Procter & Gamble Co (NYSE:PG) is up by 3% after reporting first quarter of fiscal 2016 earnings of $0.98 per share on revenues of $16.53 billion, beating EPS estimates by $0.03, but missing revenue estimates by $640 million. Revenue missed because of the strong dollar, while profits beat expectations because management is doing a good job at realizing productivity savings. Core operating profit margin rose by 2.7 percentage points, while currency-neutral core EPS increased 12% year-over-year. Management expects organic sales for the fiscal year of 2016 to be in-line to up to low single digit percentage points above that of fiscal year 2015.
With a forward P/E of 17.38 and dividend yield of 3.54%, Procter & Gamble Co (NYSE:PG) is a good long term holding. The company has many world-leading billion dollar brands, a wide moat, and is a dividend aristocrat, having increased the dividend payout for at least 25 years. A total of 58 funds, out of the around 730 we track, reported stakes worth $9.64 billion (representing 4.50% of the float) in the previous round of 13F filings. Among them, Warren Buffett‘s Berkshire Hathaway owned 52.79 million shares at the end of June.
AT&T Inc. (NYSE:T) jumped 2.33% in pre-market (but has since retracted), after the telecom reported third quarter earnings of $0.74 per share on revenues of $39.1 billion, beating earnings estimates by $0.05 per share, but missing revenue expectations by $1.32 billion. The company added 2.5 million domestic wireless subscribers and 192,000 broadband users in the quarter. Cash from operations was $10.8 billion, while free cash flow stood at $5.5 billion. The company’s outlook is solid, with management expecting EPS to come in at $2.68 – $2.74, higher than current analyst estimates of $2.64.

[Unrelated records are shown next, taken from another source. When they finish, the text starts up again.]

Issue #2598, opened 2017-12-06
Is.Not.EquivalentTo is extremely slow


Jcomper:
Just updated my tests from NUnit 2.4.8 to 3.9.0 and noticed that tests have started running too long.
And here is a synthetic test with allows me to reproduce the problem:

> [Test]
> public void TestEquivalent()
> {
> 	byte[] data = new byte[0x80000 + 7];
> 	byte[] encrypted = new byte[0x80000 + 7];
> 	encrypted[0] = 2;
> 	encrypted[1] = 3;
> 
> 	var watch = Stopwatch.StartNew();
> 	Assert.That(encrypted, Is.Not.EquivalentTo(data));
> 	watch.Stop();
> 	Debug.WriteLine($"Takes: {watch.ElapsedMilliseconds} milliseconds");
> }
> 

It used to work fast (with version 2.4.8), but now it takes 123116 milliseconds to run on my computer. In real test when two arrays contain completely different values, it takes about 22 minutes to run. Any idea why is it so?

mikkelbu:
I think it is because of #2337.

It is easy to discover that the arrays are different, but due to the tallying we need to "calculate" the differences, hence for each `0` in one of the arrays we need to remove a matching `0` from the other array, and since we do this from the beginning of the arrays a lot of reshuffling will have to be done (each deletion will have to move all the following elements). Using a better datastructure we could probably improve the performance quite a bit. Or we could run this algorithm from the end of the arrays.

Ps. Do you really mean `Is.Not.EquivalentTo` (unordered comparison) when you use words like `encrypted`?

CharliePoole:
@mikkelbu 's last question is key. Ate you sure you want equivalence and not equality?

I implemented this s long time ago using a simple, unoptimized approach. I didn't figure it would ever be used for large arrays and that has seemed to be true so far. Once in a while someone complains and then discovers that our definitions of equality and equivalence are not what they thought!

Jcomper:
@mikkelbu @CharliePoole Thanks! I'm not the owner of that code, so I can only guess.
 
 Original test generate array of bytes, encrypt it and then use in the following assert:

` Assert.That(encrypted, new NotConstraint(new CollectionEquivalentConstraint(data)), "Encrypted == Data for {0}", encryptor.GetType().Name);
` 

So I guess there should have been used equality definition and not equivalent as @CharliePoole pointed out.
 
[...]

PR #2600, opened 2017-12-06
Reverse iteration in TryRemove

mikkelbu:
Improves the performance of large collections with
many equivalent elements by minimising the shifting
of elements within _missingItems.

Relates to #2598


CharliePoole:
As far as I can see, it's not possible to make the comparisons done in `NUnitEqualityComparer` hashable so long as we are supporting equality within a tolerance. Conceivably, we could split the class into a simple comparer and a derived class that supports tolerance. Then the simple class could be hashable.

jnm2:
Thanks Mikkel, this kind of change is great!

Given its 5.5% of yield and wide moat, AT&T Inc. (NYSE:T) has been a favorite among dividend investors for many years and this quarterly’s earnings report certainly won’t change that. AT&T Inc. (NYSE:T) ‘s dividend stream is safe, although rising treasury yields might cap gains in the short term. Hedge funds were mixed on AT&T Inc. (NYSE:T) in the time period from March 31 to June 30. Although the number of funds increased to 49 from 43, the total value of their holdings in the stock declined to $1.6 billion (representing just 0.90%% of the float).